Former Title VIII-Supported Research Scholar

    Term

    January 1, 2012 — July 31, 2012

    Professional affiliation

    Assistant Professor, Department of Anthropology & Department of Central Eurasian Studies, Indiana University

    Wilson Center Projects

    “Mixed Messages: Native Language Media in a Siberian Republic”

    Full Biography

    Kathryn E. Graber is assistant professor of Anthropology and Central Eurasian Studies at Indiana University Bloomington. A linguistic and sociocultural anthropologist, she researches minority language politics, multilingualism, mass media, materiality, and intellectual property in Russia and Mongolia. She is the author of Mixed Messages: Mediating Native Belonging in Asian Russia (Cornell University Press, 2020) and co-editor of Storytelling as Narrative Practice: Ethnographic Approaches to the Tales We Tell (Brill, 2019).
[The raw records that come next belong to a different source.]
PR #128, opened 2014-05-12
Fix backtick and URL to render properly on github.

DavidS:


adrienthebo:
Thanks for the contribution!

PR #130, opened 2014-05-13
Add $basedir to $moduledir if not absolute path (solves #44)

naevtamarkus:
Having new directories created to $CMD does not seem to have any practical use... so this should not break backwards compatibility.
It solves #44 very simply.

### DIFF
--- a/lib/r10k/puppetfile.rb
+++ b/lib/r10k/puppetfile.rb
@@ -59,7 +59,11 @@ class Puppetfile
 
   # @param [String] moduledir
   def set_moduledir(moduledir)
-    @moduledir = moduledir
+    if moduledir[0] != 47   # ASCII for '/' (adds $basedir if not absolute path)
+      @moduledir = File.join(@basedir, moduledir)
+    else
+      @moduledir = moduledir
+    end
   end
 
   # @param [String] name


lib/r10k/puppetfile.rb
```diff
@@ -59,7 +59,11 @@ def set_forge(forge)
 
   # @param [String] moduledir
   def set_moduledir(moduledir)
-    @moduledir = moduledir
+    if moduledir[0] != 47   # ASCII for '/' (adds $basedir if not absolute path)
```
adrienthebo, line 62: This needs to include validation that the given path is only a directory name and isn't a relative path. For instance, this would accept `moduledir "foo/bar/modules"` but the underlying code would fail.

naevtamarkus, line 62: Not really, maybe I did not explain myself correctly:
- If the moduledir starts with a slash, it is an absolute path, and 
  therefore we don't change anything, to avoid breaking backwards 
  compatibility.
- If the moduledir does not start with a slash, it is a relative path 
  and therefore $basedir needs to be appended, whether the relative path 
  is simple, or composed by various subdirectories.

Hope this clarifies it... or what kind of validation were you talking about?

adrienthebo:
I've merged in GH-141 which implements this in a different manner, sorry about the duplication!

PR #132, opened 2014-05-14
Feature/extra parameters

naevtamarkus:
Hi,

This adds two optional parameters (puppetfile and subdir) to each source inside /etc/r10k.yaml, that used to be pre-defined constants (Puppetfile and modules, respectively). This adds a lot of flexibility by allowing other non-modules repositories to be deployed with r10k as well (like hieradata, roles, etc) 

For example:

```
:sources:
  # This will clone the git repository and instantiate an environment per
  # branch in /etc/puppet/environments
  :moria_modules:
    remote: 'xxx.xx:/git/puppet/config/moria-site.git'
    basedir: '/root/environments'
    puppetfile: 'Puppetfile.modules'
    subdir: 'modules'

  :moria_roles:
    remote: 'xxx.xx:/git/puppet/config/moria-site.git'
    basedir: '/root/environments'
    puppetfile: 'Puppetfile.roles'
    subdir: 'roles'

  :moria_hieradata:
    remote: 'xxx.xx:/git/puppet/config/moria-site.git'
    basedir: '/root/environments'
    puppetfile: 'Puppetfile.hieradata'
    subdir: 'hieradata'
```

This would take each source and deploy, based on different Puppetfiles (even in the same repo), in a separate subdirectory (whose parent is $basedir/$env), like this:

```
[root@puppet01 production]# pwd; ls
/root/environments/production
hieradata/  modules/  roles/  Puppetfile.hieradata  Puppetfile.modules  Puppetfile.roles  
```

(where each Puppetfile is a simple set of "mod" lines)

This feature has the potential to allow other non-puppet uses for r10k, like software deployment. It is also backwards compatible. It proposed it for 1.3.x, but it works for 1.2.x as well.

I am sorry, but I am not familiar with the rspec test ruby development... so I could not contribute to that part.

Hope you like it!

### DIFF
--- a/README.markdown
+++ b/README.markdown
@@ -265,6 +265,36 @@ without being able to accidentally impact other groups.
         remote: 'git@github.com:my-org/app2-environments'
         basedir: '/etc/puppet/environments'
 
+
+### Single Environment Repository with multiple Puppetfiles
+
+It is also possible to extend the use of environments beyond the modules themselves, by creating multiple sources that point to the same remote, each pulling from a different `Puppetfile` and deploying to a different subdirectory, by using the `puppetfile:` and the `subdir:` parameters. This is specially interesting for those cases when you need to sync groups of repositories like site manifests, hieradata, roles or profiles.
+
+For example:
+
+    :sources:
+      # This will clone the git repository and instantiate an environment per
+      # branch in /etc/puppet/environments
+      :modules:
+        remote: 'git@github.com:my-org/site-environments'
+        basedir: '/etc/puppet/environments'
+      :manifests:
+        remote: 'git@github.com:my-org/site-environments'
+        basedir: '/etc/puppet/environments'
+        puppetfile: 'Puppetfile.manifests'
+        subdir: 'manifests'
+      :hieradata:
+        remote: 'git@github.com:my-org/site-environments'
+        basedir: '/etc/puppet/environments'
+        puppetfile: 'Puppetfile.hiera'
+        subdir: 'hieradata'
+
+The Environment Repository (site-environments) would need to have at least three files: Puppetfile (default), Puppetfile.manifests and Puppetfile.hieradata. All those three $puppetfile files would have the same format, but each would be deployed in a different subdirectory below the environment name, with the shape $basedir/<env_branch>/$subdir:
+- git repositories defined in Puppetfile (branch X) would be deployed in /etc/puppet/environments/X/modules (default)
+- git repositories defined in Puppetfile.manifests (branch X) would be deployed in /etc/puppet/environments/X/manifests
+- git repositories defined in Puppetfile.hiera (branch X) would be deployed in /etc/puppet/environments/X/hieradata
+
+
 More information
 ----------------
 
--- a/README.markdown
+++ b/README.markdown
@@ -289,7 +289,7 @@ For example:
         puppetfile: 'Puppetfile.hiera'
         subdir: 'hieradata'
 
-The Environment Repository (site-environments) would need to have at least three files: Puppetfile (default), Puppetfile.manifests and Puppetfile.hieradata. All those three $puppetfile files would have the same format, but each would be deployed in a different subdirectory below the environment name, with the shape $basedir/<env_branch>/$subdir:
+The Environment Repository (site-environments) would need to have at least three files: Puppetfile (default), Puppetfile.manifests and Puppetfile.hiera. All those three $puppetfile files would have the same format, but each would be deployed in a different subdirectory below the environment name, with the shape $basedir/<env_branch>/$subdir:
 - git repositories defined in Puppetfile (branch X) would be deployed in /etc/puppet/environments/X/modules (default)
 - git repositories defined in Puppetfile.manifests (branch X) would be deployed in /etc/puppet/environments/X/manifests
 - git repositories defined in Puppetfile.hiera (branch X) would be deployed in /etc/puppet/environments/X/hieradata
--- a/lib/r10k/deployment/environment.rb
+++ b/lib/r10k/deployment/environment.rb
@@ -28,13 +28,15 @@ class Environment
   # @param [String] basedir
   # @param [String] dirname The directory to clone the root into, defaults to ref
   # @param [String] source_name An additional string which may be used with ref to build dirname
-  def initialize(ref, remote, basedir, dirname = nil, source_name = "")
+  def initialize(ref, remote, basedir, dirname = nil, source_name = "", puppetfile_file = nil, subdir = nil)
     @ref     = ref
     @remote  = remote
     @basedir = basedir
     alternate_name =  source_name.empty? ? ref : source_name + "_" + ref
     @dirname = sanitize_dirname(dirname || alternate_name)
-
+    @puppetfile_file = puppetfile_file
+    @subdir = subdir
+    
     @working_dir = R10K::Git::WorkingDir.new(@ref, @remote, @basedir, @dirname)
 
     @full_path = File.join(@basedir, @dirname)
@@ -57,7 +59,7 @@ class Environment
   end
 
   def puppetfile
-    @puppetfile ||= R10K::Puppetfile.new(@full_path)
+    @puppetfile ||= R10K::Puppetfile.new(@full_path, @subdir, @puppetfile_file)
   end
 
   def modules
--- a/lib/r10k/deployment/source.rb
+++ b/lib/r10k/deployment/source.rb
@@ -45,17 +45,21 @@ class Source
   def self.vivify(name, attrs, prefix = false)
     remote  = (attrs.delete(:remote) || attrs.delete('remote'))
     basedir = (attrs.delete(:basedir) || attrs.delete('basedir'))
+    subdir = (attrs.delete(:subdir) || attrs.delete('subdir'))
+    puppetfile_file = (attrs.delete(:puppetfile) || attrs.delete('puppetfile'))
     prefix_config = (attrs.delete(:prefix) || attrs.delete('prefix'))
     prefix_outcome = prefix_config.nil? ? prefix : prefix_config
 
     raise ArgumentError, "Unrecognized attributes for #{self.name}: #{attrs.inspect}" unless attrs.empty?
-    new(name, remote, basedir, prefix_outcome)
+    new(name, remote, basedir, prefix_outcome, puppetfile_file, subdir)
   end
 
-  def initialize(name, remote, basedir, prefix = nil)
+  def initialize(name, remote, basedir, prefix = nil, puppetfile_file = nil, subdir=nil)
     @name    = name
     @remote  = remote
     @basedir = basedir
+    @subdir = subdir || 'modules'
+    @puppetfile_file = puppetfile_file || 'Puppetfile'
     @prefix = prefix.nil? ? false : prefix
 
     @cache   = R10K::Git::Cache.generate(@remote)
@@ -97,9 +101,9 @@ class Source
     if @cache.cached?
       @environments = @cache.branches.map do |branch|
         if @prefix
-          R10K::Deployment::Environment.new(branch, @remote, @basedir, nil, @name.to_s())
+          R10K::Deployment::Environment.new(branch, @remote, @basedir, nil, @name.to_s(), @puppetfile_file, @subdir)
         else
-          R10K::Deployment::Environment.new(branch, @remote, @basedir)
+          R10K::Deployment::Environment.new(branch, @remote, @basedir, nil, "", @puppetfile_file, @subdir)
         end
       end
     else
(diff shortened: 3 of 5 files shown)


adrienthebo:
This introduces two new features, the ability to specify an alternate name for Puppetfiles and the ability to specify a different directory for the modules that the Puppetfile installs. I'm going to address those separately.

First off, the Puppetfile as-is is built do pull in external module dependencies. It is not meant to manage hiera data or any other data as that overloads the purpose of the Puppetfile. While I am open to adding the feature for an environment to specify additional hiera data I want to see the intended behavior and outcomes well specified before the code is implemented. In addition it is possible to specify an alternate hiera directory as is outlined in https://github.com/adrienthebo/r10k/blob/master/doc/dynamic-environments/configuration.mkd#separate-hiera-data , so I would like to know why that functionality cannot be used instead.

Secondly, I'm not clear on what the value of having multiple Puppetfiles is. Is the value the ability to deploy different modules into different directories? If so, the separation is entirely logical as the the modulepath directive will effectively flatten this directory structure when reading modules. If logical separation is desired that can be done in pure Ruby without adding more behavior to r10k.

In addition, the example configuration file is relying on undefined behavior; if multiple environments with the same name are deployed into a single directory there are no guarantees about what will happen. In the future if environments will collide like this, r10k will treat that as a hard error and will not update any environments.

With respect to the subdir directive, how does that differ from the 'moduledir' Puppetfile directive?

Finally, this adds new features to r10k that adds flexibility, but that comes with a cost. New features require testing, validation, and documentation, and the more configurable a tool becomes the harder it becomes to understand. Can the value of these new features justify the cost of adding and maintaining them?

naevtamarkus:
Hmm you are talking about many things, so let me try to address those 
one by one:

> This introduces two new features, the ability to specify an alternate 
> name for Puppetfiles and the ability to specify a different directory 
> for the modules that the Puppetfile installs. I'm going to address 
> those separately.

Fair enough. I started with one and the other followed very easily.

> First off, the Puppetfile as-is is built do pull in external module 
> dependencies. It is not meant to manage hiera data or any other data 
> as that overloads the purpose of the Puppetfile. While I am open to 
> adding the feature for an environment to specify additional hiera data 
> I want to see the intended behavior and outcomes well specified before 
> the code is implemented
> 
> Agree on its initial purpose... but this is a classic artificial 
> restriction: the author did not think about it at first. What the 
> Puppetfile ACTUALLY does is "Picking up a remote git repo and placing it 
> in a directory", and it happens that he/she meant it ONLY for puppet 
> modules. What a pity!!

But I want to believe we want to make good use of the tools we have: if 
this Puppetfile has much more potential, why not using it? I am not 
changing the syntax of the Puppetfile itself: I am extending r10k so 
that it can much more with it, without breaking backwards compatibility.

> In addition it is possible to specify an alternate hiera directory as 
> is outlined in 
> https://github.com/adrienthebo/r10k/blob/master/doc/dynamic-environments/configuration.mkd#separate-hiera-data 
> , so I would like to know why that functionality cannot be used instead.

That function is not related to the features I am refering to: it may be 
useful for creating extra environments, but not for having repositories 
of many types within the same environment.

> Secondly, I'm not clear on what the value of having multiple 
> Puppetfiles is. Is the value the ability to deploy different modules 
> into different directories? If so, the separation is entirely logical 
> as the the modulepath directive will effectively flatten this 
> directory structure when reading modules. If logical separation is 
> desired that can be done in pure Ruby without adding more behavior to 
> r10k.

Modulepath is only for modules... and I agree, all modules will 
"flatten" at the end. But inside a Puppet environment there are more 
things than modules: you have site manifests, and you have hiera data. I 
need a tool to manage the environment, and not only modules. If there is 
a great tool for modules and I still have to develop my git deployment 
bash scripts for hieradata and node classification... why do I need the 
great module tool anyway?

There is a workaround to this: having the node classification and 
hieradata inside the same git repo, together with the Puppetfile. But in 
big environments (like ours will be) you cannot have all this inside one 
repo. Just to give you an example: part of the hieradata is coming from 
one group (site-wide config) and part from another group 
(cluster-specific config), with different permissions, release schedules 
and all.

> In addition, the example configuration file is relying on undefined 
> behavior; if multiple environments with the same name are deployed 
> into a single directory there are no guarantees about what will 
> happen. In the future if environments will collide like this, r10k 
> will treat that as a hard error and will not update any environments.

I used a similar example like the one you have in the README.md (your 
last one, called Multiple Environment Repositories Example), with the 
exception that I can have multiple Puppetfiles per remote and you can 
only have one, so you need to use two different remotes... but in both 
we have the same basedir. Why do you say this will break in the future? 
It works now...

> With respect to the subdir directive, how does that differ from the 
> 'moduledir' Puppetfile directive?

Unfortunately, the moduledir feature is slightly broken: you can only 
have a single moduledir within the Puppetfile. I tried having multiple 
ones (trying to divide the modules from the hieradata, for example) and 
the purge wipes all moduledirs but the last one. And moduledir is 
actually NOT part of the original Puppetfile format... it is an ugly 
hack, if you allow the expression.

The subdir feature I propose, the "alternative directory", does exactly 
that, but the right way: in the r10k.yaml file you should specify where 
is the source of the Puppetfile (remote:) and where to deploy its 
contents (basedir: and subdir:). And Puppetfile is just a simple list of 
git repos, like it always was.

> Finally, this adds new features to r10k that adds flexibility, but 
> that comes with a cost. New features require testing, validation, and 
> documentation, and the more configurable a tool becomes the harder it 
> becomes to understand. Can the value of these new features justify the 
> cost of adding and maintaining them?

I understand. I can offer to write the documentation, but unfortunately 
I don't have the knowledge to write tests. I am good at reading code (in 
any language) and smart enough to copy-paste and/or modify those things 
that are logical to me. Would you mind telling me how to run the tests 
myself? Then I could see what breaks, and fix the tests accordingly by a 
try-and-error approach. Then, testing the new features should not be 
that difficult, I hope.

For me, these two features mean a great deal... I am one of those that 
think that either I do it right or I don't do it at all. I think I got 
far enough to have two very nice features that would make my life, and 
hopefully others, a better one... there must not be so much more until 
it's documented and tested.

BR/Pablo

naevtamarkus:
Updated documentation.

I still treated both parameters as a single feature, because they come from the same concept/idea, and for laziness.

adrienthebo:
> > First off, the Puppetfile as-is is built do pull in external module
> > dependencies. It is not meant to manage hiera data or any other data
> > as that overloads the purpose of the Puppetfile. While I am open to
> > adding the feature for an environment to specify additional hiera data
> > I want to see the intended behavior and outcomes well specified before
> > the code is implemented.
> 
> Agree on its initial purpose... but this is a classic artificial
> restriction: the author did not think about it at first. What the
> Puppetfile ACTUALLY does is "Picking up a remote git repo and placing it
> in a directory", and it happens that he/she meant it ONLY for puppet
> modules. What a pity!!
> 
> But I want to believe we want to make good use of the tools we have: if
> this Puppetfile has much more potential, why not using it? I am not
> changing the syntax of the Puppetfile itself: I am extending r10k so
> that it can much more with it, without breaking backwards compatibility.

It's entirely possible to put more than modules into a Puppetfile. That does not mean that this is a good solution, that it can be taught effectively, or that there's a better solution. I would rather have well implemented features that do one thing well rather than try to provide for every possible use case because it's possible. Combining hiera data into an environment is a legitimate need but it should be treated as hiera data and not a module.

> > In addition it is possible to specify an alternate hiera directory as
> > is outlined in
> > https://github.com/adrienthebo/r10k/blob/master/doc/dynamic-environments/configuration.mkd#separate-hiera-data
> > , so I would like to know why that functionality cannot be used instead.
> > That function is not related to the features I am refering to: it may be
> > useful for creating extra environments, but not for having repositories
> > of many types within the same environment.

The example doesn't make more environments; it allows you to create a single environment with different source repositories. A given environment would use modules from `/etc/puppet/environments/$environment` and it would use hiera data from `/etc/puppet/hiera/$environment`.

> > Secondly, I'm not clear on what the value of having multiple
> > Puppetfiles is. Is the value the ability to deploy different modules
> > into different directories? If so, the separation is entirely logical
> > as the the modulepath directive will effectively flatten this
> > directory structure when reading modules. If logical separation is
> > desired that can be done in pure Ruby without adding more behavior to
> > r10k.
> > Modulepath is only for modules... and I agree, all modules will
> > "flatten" at the end. But inside a Puppet environment there are more
> > things than modules: you have site manifests, and you have hiera data. I
> > need a tool to manage the environment, and not only modules. If there is
> > a great tool for modules and I still have to develop my git deployment
> > bash scripts for hieradata and node classification... why do I need the
> > great module tool anyway?
> 
> There is a workaround to this: having the node classification and
> hieradata inside the same git repo, together with the Puppetfile. But in
> big environments (like ours will be) you cannot have all this inside one
> repo. Just to give you an example: part of the hieradata is coming from
> one group (site-wide config) and part from another group
> (cluster-specific config), with different permissions, release schedules
> and all.

As demonstrated earlier with hiera, it's possible to compose a single environment from multiple repositories.

> > In addition, the example configuration file is relying on undefined
> > behavior; if multiple environments with the same name are deployed
> > into a single directory there are no guarantees about what will
> > happen. In the future if environments will collide like this, r10k
> > will treat that as a hard error and will not update any environments.
> > I used a similar example like the one you have in the README.md (your
> > last one, called Multiple Environment Repositories Example), with the
> > exception that I can have multiple Puppetfiles per remote and you can
> > only have one, so you need to use two different remotes... but in both
> > we have the same basedir. Why do you say this will break in the future?
> > It works now...

The example in with multiple repositories used prefixing so that each environment from each source was prefixed the source name, so you would have `moria_modules_production` for the `production` branch in the `moria_modules` source. In your example, you have three possible production environments - one coming from `moria_modules`, one coming from `moria_roles`, and one coming from `moria_hieradata`. They are different environments but happen to have the same path, so they will try to manage the same repository. This happens to work because they have the same remote, but this is due to fortunate behavior on top of a bug. If two environments manage the same location but have different remotes you'll see thrashing with the environment version. It's nonsensical to allow environments to overlap; if you want to compose environments out of multiple sources you can still that but with differently named directories.

> > With respect to the subdir directive, how does that differ from the
> > 'moduledir' Puppetfile directive?
> > Unfortunately, the moduledir feature is slightly broken: you can only
> > have a single moduledir within the Puppetfile. I tried having multiple
> > ones (trying to divide the modules from the hieradata, for example) and
> > the purge wipes all moduledirs but the last one. And moduledir is
> > actually NOT part of the original Puppetfile format... it is an ugly
> > hack, if you allow the expression.

If this is a limitation of the `moduledir` setting that should be corrected. See below for my discussion on that. However I don't want to entangle the Puppetfile configuration with environment configuration any more than necessary.

> The subdir feature I propose, the "alternative directory", does exactly
> that, but the right way: in the r10k.yaml file you should specify where
> is the source of the Puppetfile (remote:) and where to deploy its
> contents (basedir: and subdir:). And Puppetfile is just a simple list of
> git repos, like it always was.
> 
> > Finally, this adds new features to r10k that adds flexibility, but
> > that comes with a cost. New features require testing, validation, and
> > documentation, and the more configurable a tool becomes the harder it
> > becomes to understand. Can the value of these new features justify the
> > cost of adding and maintaining them?
> > I understand. I can offer to write the documentation, but unfortunately
> > I don't have the knowledge to write tests. I am good at reading code (in
> > any language) and smart enough to copy-paste and/or modify those things
> > that are logical to me. Would you mind telling me how to run the tests
> > myself? Then I could see what breaks, and fix the tests accordingly by a
> > try-and-error approach. Then, testing the new features should not be
> > that difficult, I hope.
> 
> For me, these two features mean a great deal... I am one of those that
> think that either I do it right or I don't do it at all. I think I got
> far enough to have two very nice features that would make my life, and
> hopefully others, a better one... there must not be so much more until
> it's documented and tested.

If all you want is the ability to have multiple module directories, this was partially implemented by GH-44. In the long run I plan on implementing this sort of DSL for Puppetfiles:

``` ruby
moduledir 'default'

# mod declarations here will use the default moduledir

moduledir 'roles' do
  # mod declarations here will use the roles moduledir
end

moduledir 'profiles' do
  # mod declarations here will use the profiles moduledir
end
```

This change requires replumbing some of the internals of Puppetfiles so it has to wait for r10k 2.0. That being said it's possible and I plan on adding it. However, this is still only a logical separation - at the end of the day the Puppet master doesn't really care about the division of modules like this.

If you want to split up Puppetfiles you can already do this in ruby:

``` ruby
# main Puppetfile

load File.expand_path('Puppetfile.roles', File.dirname(__FILE__))
load File.expand_path('Puppetfile.profiles', File.dirname(__FILE__))
```

R10k 1.3 will add the ability to implement custom sources and environments, so if you have ideas about how r10k should deploy environments you'll be able to add those as extensions following the 1.3 release. In later versions of r10k Puppetfiles and modules will also be pluggable so all of the actual implementations of how bits on disk will be able to behave however you want. Unfortunately this pull request does not go in a direction I see r10k going. Since I don't intend on moving forward with this pull request, I'm unfortunately going to have to close it.

I've chosen to keep the r10k feature set less complex and well focused based on the reasoning laid out in the blog post at http://brianegranger.com/?p=249 ; that should hopefully clarify my stance on feature additions for r10k.

@acidprime I know that you've handling how r10k will run in large scale environments; I would appreciate an eye on this pull request in case this solves problems that I'm not understanding.

PR #141, opened 2014-05-27
Support moduledir with relative path

cbliard:
When using the moduledir directive in a Puppetfile, the path was assumed to
be an absolute path, even if the path did not start with a slash. In that case, the
directory was relative to the directory from where the user ran the r10k command.

Now when the moduledir path is relative, the path is joined with the Puppetfile basedir.
When the moduledir path is absolute, the behavior is the same as before.

I saw there were other pull requests : https://github.com/adrienthebo/r10k/pull/44 and https://github.com/adrienthebo/r10k/pull/130 . At least this one has some tests.

### DIFF
--- a/lib/r10k/puppetfile.rb
+++ b/lib/r10k/puppetfile.rb
@@ -1,3 +1,4 @@
+require 'pathname'
 require 'r10k/module'
 require 'r10k/util/purgeable'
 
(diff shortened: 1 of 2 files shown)


adrienthebo:
Thanks for the contribution!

Graber’s award-winning writing on Buryatia has appeared in journals such as Slavic Review, the Journal of Linguistic Anthropology,Language & Communication, and Inner Asia, as well as in Russian collections.Since 2014 she has been researching how value is negotiated in the Mongolian cashmere industry, based on fieldwork at sites along the commodity chain. Her research has been funded by agencies including the National Science Foundation, the US Department of Education/Fulbright-Hays, and the Social Science Research Council. Dr. Graber is also an award-winning teacher, teaching courses at IUB that bridge anthropology and area studies. She holds an AB in Anthropology and Linguistics (University of Chicago), MA in Russian and East European Studies (University of Michigan), and MA and PhD in Anthropology (University of Michigan). She previously held postdoctoral fellowships at the Kennan Institute and IUB.